PR #1630, opened 2021-06-01
Support camera trigger from headset / selfie-stick

superatrain:
Adds keycodes to shutter control to enable use with wired remotes / selfie-sticks.


dkaraush:
I see this PR was merged, thanks!

PR #1636, opened 2021-07-07
fix bug: can't accept incoming call when we don't have permission

rezaei7:
fix bug: can't accept incoming call when we don't have record audio or camera permission


rezaei7:
@DrKLO

Digital-Lemon:
@rezaei7 Just planned to look into this and I see there's already a PR open! Thanks for doing this!

I don't do Java, so I after some glancing, I think this fixes the same issue I have. I grant the microphone permission `ONLY THIS TIME`, which I do for every single app that requires microphone access.

With Telegram app, for outgoing calls, I always get the permission prompt, which I accept and the call takes place.
For incoming calls however, permission prompt doesn't get displayed, so when I answer the call, if Android removed the permission since I had a call "last time", Telegram won't get any mic input, and the other party will not hear me. In those cases, I need to hang up, and call them back myself, which will trigger the permission prompt.

@DrKLO Could we have this merged for the next release please?

dkaraush:
I see this PR was merged, closing.

PR #1640, opened 2021-08-09
improved accessibility of telegram

AlexandrKozlovskiy:
In this pull request i want to improve accessibility of telegram. First of all,i optimize information about forwarded message,and fixed problem with virtualViewId. Also i added contentDescription to bot menue view,and added expand/collapse accessibility action,to blind users can know,whether this view expanded/collapsed. Also i fixed problem,when in acceptDeclineView we have sound from talkback,which shows,what there is no next/previous node on the screen. Also i fixed possible problems,when blind users focus on some virtualview node and during explorebyTouch they focused on this node again. Also i added seekbar not only for voice messages,but for video messages too. And probably other fixes,which i not mentioned.

# known issues,which was before modifying of sources of telegram:

1. Please record video message. After it you can't play it before sending,because we haven't button for this,as for voice message.

I dont know,whether this possible for sighted people,but if no,it should be implemented for video messages too.

2. Please focus on some video message. You will hear usefull information,including duration of this message,e.g 12 seconds. Please press double tab and focus on it again. Duration will be 11 seconds. So,what information is more correct,before playing,or after starting of the playing. When we close this chat,and open it again,duration of the message not changed,but if we open this chat after very long time,problem repeat again. and this for each video (only video,not voice,message).


AlexandrKozlovskiy:
@DrKLO I also added a feature to display,whether contact is mutual. I dont know,how to add this line to telegram translations,so i simple added string value via code.

PR #1642, opened 2021-08-26
fix recent searches

ivk1800:
search queries never displayed together in recent searches:
phone number and peer-to-peer is calls
save to gallery and distance units


dkaraush:
Already merged, thanks for PR!

PR #1670, opened 2021-12-27
Added missing permission to work on Android 11

Mirivan:


singhalrishi27:
> _No description provided._

Nope you can't use manage external storage on Android 11 without a good reason only some file manager apps can use this permission

YaCodesDevelopment:
You could, at least on standalone version of the app (org.telegram.messanger.web), so it should be added to standalone version.

Mirivan:
> > _No description provided._
> 
> Nope you can't use manage external storage on Android 11 without a good reason only some file manager apps can use this permission

lm.

PR #1675, opened 2022-01-29
Revising all texts, adding consistency

mcsaeid:
Consistency is key.

I would be more than happy to provide reasoning for each change made.


mcsaeid:
@DrKLO @xaxtix

PR #911, opened 2022-04-12
fixing UI min/max range for standard-surface SSS aniso parameter

BrianSharpe:


jstone-lucasfilm (approved):
Looks good to me, thanks @BrianSharpe!

PR #913, opened 2022-04-17
Fix environment preview for viewer

kwokcb:
The environment material used for 3d preview was not being recompiled when changing the environment.
Hence the scene was rendering using the new environment but the preview was not.


jstone-lucasfilm (approved):
Thanks for this fix, @kwokcb!

PR #915, opened 2022-04-19
IMP_UsdPrimvarReader reader fixes

BrianSharpe:
As per discussions on MaterialX slack channel, this implements...
- the "fallback" parameter in IMP_UsdPrimvarReader
- also makes the default parameter in ND_geompropvalue_integer non-uniform


jstone-lucasfilm (approved):
Looks good to me, thanks @BrianSharpe!

PR #917, opened 2022-04-20
Fix sample sphere geometry 

kwokcb:
An interior test plane was left inside the sphere geometry.
Removing it as it affects transparent objects as well as environment preview in MaterialXView.

## Viewer Result 
* Before with one of the test suite test shaders
<image src="https://user-images.githubusercontent.com/49369885/164279099-8891e012-206b-453a-808e-ea190a0964ad.png" width=480>
* After
<image src="https://user-images.githubusercontent.com/49369885/164279259-43502146-4ffd-47ed-bb0a-0f6eccd9d355.png" width=480>

## Test Suite Results (GLSL, OSL)
* Hard to see differences since plane is axis aligned with the view vector
[April_20_2022_Tests.pdf](https://github.com/AcademySoftwareFoundation/MaterialX/files/8523473/April_20_2022_Tests.pdf)


jstone-lucasfilm (approved):
Thanks for the fix, @kwokcb!

PR #919, opened 2022-04-22
Update UsdUVTexture to version 2.3

kwokcb:
# Update Notes
Update #923, #921

* 2.3 removes the `rgba` output
* 2.2 inherits from 2.3 since 2.3 removes an output. 
  * It's not possible to remove inputs or outputs via inheritance currently.
  * Issue: A full output signature is required even though inheritance is used. e.g. this is not allowed (just add 1 output):
  ```
  <nodedef name="ND_UsdUVTexture" node="UsdUVTexture" version="2.2" inherit="ND_UsdUVTexture_23">
	<output name="rgba" type="color4" />
  </nodedef>
  ```
* Clairification: There is no current support for `<nodegraph>` inheritance so a near duplicate implementation graph is required.  e.g. this is not allowed (seems like a validation defect):
   ```
   <nodegraph name="IMP_UsdUVTexture_22" nodedef="ND_UsdUVTexture" inherit="IMP_UsdUVTexture_23">   
       <output name="rgba" type="color4" nodename="image_bias" />
    </nodegraph>	
    ```
* Issue: It is not possible to add in a `<implementation>`  which associates the `nodedef` with the `nodegraph` as there
appears to be (validation) issues when the outputs access internal nodes.  This also appears to be a validation defect.
* Issue: Seems color management does not kick in for USDUvTexture. Historical and could be due to fact that node
is `multioutput` ?
* Issue: Version 2.3 introduces a new `sourceColorSpace` input. TBD if may this can map to `colorSpace` attribute.
* Issue: `wrapS` and `wrapT` inputs include `black`, and `useMetadata`. To see how to make these work.

# Testing
* Added new test to use UsdUVTexture as it was never proper of the test suite.
* Test usage of both versions in variants on the existing brass material test.

## RTS results:
<image src="https://user-images.githubusercontent.com/49369885/164601408-f03c6503-161a-4e62-a7a8-2f3a2ff7fa82.png" width=640>

## Viewer results:
   * Version 2.2
     <image src="https://user-images.githubusercontent.com/49369885/164601802-5353075a-1c0b-4643-ad47-f0ec3decc305.png" width=640>
   * Version 2.3
     <image src="https://user-images.githubusercontent.com/49369885/164601903-850ae2c2-296b-46bb-aa57-5082799a9bfb.png" width=640>


pablode:
Hi! Thanks for this PR, I was going to bring this issue, up, too.
There are some things I noticed which could be included in this PR (or a separate one):
- Version 2.3 introduces a new sourceColorSpace input. Maybe it's possible to map this to MaterialX's colorSpace attribute?
- The wrapS and wrapT inputs have the following enum values: `black,clamp,periodic`. The UsdUVTexture spec defines the enum values `black,clamp,repeat,mirror,useMetadata` instead. Would it be possible to remap these enum values to the MaterialX `constant,clamp,periodic,mirror` ones using nodes? Even if it's not possible, it seems like `mirror` could be added. Not sure about the `black` enum type, currently it seems to be ignored.

kwokcb:
> Hi! Thanks for this PR, I was going to bring this issue, up, too. There are some things I noticed which could be included in this PR (or a separate one):
> 
> * Version 2.3 introduces a new sourceColorSpace input. Maybe it's possible to map this to MaterialX's colorSpace attribute?
> * The wrapS and wrapT inputs have the following enum values: `black,clamp,periodic`. The UsdUVTexture spec defines the enum values `black,clamp,repeat,mirror,useMetadata` instead. Would it be possible to remap these enum values to the MaterialX `constant,clamp,periodic,mirror` ones using nodes? Even if it's not possible, it seems like `mirror` could be added. Not sure about the `black` enum type, currently it seems to be ignored.

Hi @pablode,
I think since there are numerous issues to address that these additional issues can also be noted here but best to log some formal issues to address them to not make this one overtly too large or complicated a change ? @jstone-lucasfilm what do you think.

jstone-lucasfilm:
Thanks for putting this change together, @kwokcb!  @pablode brings up some additional good points, and I agree the remaining ones are subtle enough that they deserve their own GitHub Issues and discussion.

Since there haven't previously been versions for this node, my instinct would be to consider the new "2.3" to be the first version that we maintain and track, rather than aiming to maintain compatibility with the historical "2.2".  If we followed that approach here, we could simplify this PR and remove the need for its complex inheritance structure.

What are your thoughts?

kwokcb:
> Thanks for putting this change together, @kwokcb! @pablode brings up some additional good points, and I agree the remaining ones are subtle enough that they deserve their own GitHub Issues and discussion.
> 
> Since there haven't previously been versions for this node, my instinct would be to consider the new "2.3" to be the first version that we maintain and track, rather than aiming to maintain compatibility with the historical "2.2". If we followed that approach here, we could simplify this PR and remove the need for its complex inheritance structure.
> 
> What are your thoughts?

Hi @jstone-lucasfilm,
I think it's good to establish how another variant of versioning (with `<output>` changes) can be specified. Also
this preserves previous versions of `USDUvTexture` since there is no upgrade path. Otherwise they will cause
an error on load if the `rgba` output was ever used. Basically similar approach to Standard Surface.

jstone-lucasfilm (approved):

PR #926, opened 2022-04-29
Relative shader includes

jstone-lucasfilm:
This changelist adds support for relative includes of shader source files in code generation, and makes all file includes relative within the MaterialX data libraries.

This allows clients to use arbitrary naming conventions for the root folder of their MaterialX data libraries, with "libraries" being the default name in the MaterialX distribution.

### DIFF
--- a/libraries/lights/genglsl/lights_genglsl_impl.mtlx
+++ b/libraries/lights/genglsl/lights_genglsl_impl.mtlx
@@ -2,12 +2,12 @@
 <materialx version="1.38">
 
   <!-- <point_light> -->
-  <implementation name="IM_point_light_genglsl" nodedef="ND_point_light" file="libraries/lights/genglsl/mx_point_light.glsl" function="mx_point_light" target="genglsl" />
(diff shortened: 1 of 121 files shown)


ix-dcourtois:
Hi, first off, thanks a lot for taking the time to make this change, it's highly appreciated!
I've reviewer the changes, and from what I can understand, I think that it would indeed allow us to upgrade without changing how the data library is deployed, compared to 1.38.3. I think we would have to reset the library prefix to an empty string, but otherwise the rest should work just fine.
I just hope that the changes to `emitBlock` and `emitInclude` in the `ShaderGenerator` class will not be too much of a bother for others (I've seen your announcement in the Slack channel, I hope other teams will take time to check this to avoid any surprise) (and maybe I should also start following that channel :p)
Regards,
Damien.

rafalSFX:
Using relative paths seems like a good solution, that should address the problem of an arbitrary installation structure. 

If the included files are not moved relative to the files that include them, all should work, as long as the preprocessor looks for the include files relative to the same directory (of the including file) too. Which I assume is the case for .mtlx, .osl, .glsl (etc) preprocessors.

Issue #922, opened 2022-04-26
Thin-film with metallic base in standard surface implementation


dleex:
It seems "thin_film_bsdf" is layerd on top of "specular_layer" then mixed with "metal_bsdf" (with "metalness") afterwards, so 100% metallic material won't have any thin-film. But according to the [spec](https://autodesk.github.io/standard-surface/), "thin-film logically sits between the coat and underlying layer" so it should be possible to have thin-film with metallic base.

niklasharrysson:
Good catch @dleex! We previously didn't support having "thin_film_bsdf" applied to a mix of BSDF nodes, but this was resolved in #747 . So I just missed to update the nodegraph for Standard Surface to use this. Should be easy to resolve. Thanks for reporting it.

jstone-lucasfilm:
Thanks to @dleex for this report, and to @niklasharrysson for the fix!

PR #927, opened 2022-05-01
Fix issue with thin-film in standard_surface implementation

niklasharrysson:
This change list improves the implementation of standard_surface. The thin-film BSDF operator is now applied to both the dielectric specular BSDF and the metal BSDF, following the Standard Surface specification.

This should resolve issue #922.


jstone-lucasfilm (approved):
This looks like a good fix, thanks @niklasharrysson!

Issue #921, opened 2022-04-26
Some library nodes are not part of a nodegroup


JGamache-autodesk:
Very minor. The following nodes do not have a nodegroup attribute:

ND_UsdPrimvarReader_*
ND_UsdTransform2d
ND_UsdUVTexture
ND_disney_brdf_2012_surface
ND_disney_bsdf_2015_surface
ND_lama_*
ND_standard_surface_to_UsdPreviewSurface

kwokcb:
Hi @JGamache-autodesk, I happen to be in the USD file so added USD nodgroups as part of this [PR](https://github.com/AcademySoftwareFoundation/MaterialX/pull/919)

kwokcb:
Note:, with USD check-in, the list that remains is this:
ND_disney_brdf_2012_surface
ND_disney_bsdf_2015_surface
ND_lama_*

jstone-lucasfilm:
@kwokcb For the MaterialX Lama nodes, we should definitely add the node groups for clarity.

For the two Disney Principled declarations, I've been considering the idea of removing these from the MaterialX data libraries, since they don't yet have BSDF graph definitions.  We can always restore these nodes in the future when graph definitions are available.

What are your thoughts?

kwokcb:
Hi @jstone-lucasfilm,
Agree with the Lama nodes. Of immediate advantage is to tag texture nodes as this is used during shader generation.
I can take some time to update them.

I guess the Disney declarations is more up to you. Definitions in themselves can still be used outside of implementation / shader generation. e.g. can still use them in translation graphs, USDShade etc -- or just to create graphs using these nodes -- so they seem worth keeping for these other purposes?

jstone-lucasfilm:
Good points, @kwokcb, and I think you're right that the Disney Principled interfaces are potentially valuable as they stand, even without full graph definitions.

Would you mind extending your latest Lama MaterialX improvement to include the Disney Principled nodes as well, so that we can close out this issue?

kwokcb:
Sure no problem. I'm going to update the `mxdoc` script as well.

jstone-lucasfilm:
Thanks for this report, @JGamache-autodesk, and thanks to @kwokcb for the fixes!

PR #929, opened 2022-05-03
Add missing `nodegroup` to a few Lama definitions.

kwokcb:
Update #921 
Few small updates for Lama nodes so all nodes have `nodegroup`  tags.


jstone-lucasfilm (approved):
────────────────────
■ **Your goal**
Look for the string "nodegraph" in the data above and return every line that has it.

■ **Exercise response**
* Clairification: There is no current support for `<nodegraph>` inheritance so a near duplicate implementation graph is required.  e.g. this is not allowed (seems like a validation defect):
   <nodegraph name="IMP_UsdUVTexture_22" nodedef="ND_UsdUVTexture" inherit="IMP_UsdUVTexture_23">   
    </nodegraph>	
* Issue: It is not possible to add in a `<implementation>`  which associates the `nodedef` with the `nodegraph` as there
Good catch @dleex! We previously didn't support having "thin_film_bsdf" applied to a mix of BSDF nodes, but this was resolved in #747 . So I just missed to update the nodegraph for Standard Surface to use this. Should be easy to resolve. Thanks for reporting it.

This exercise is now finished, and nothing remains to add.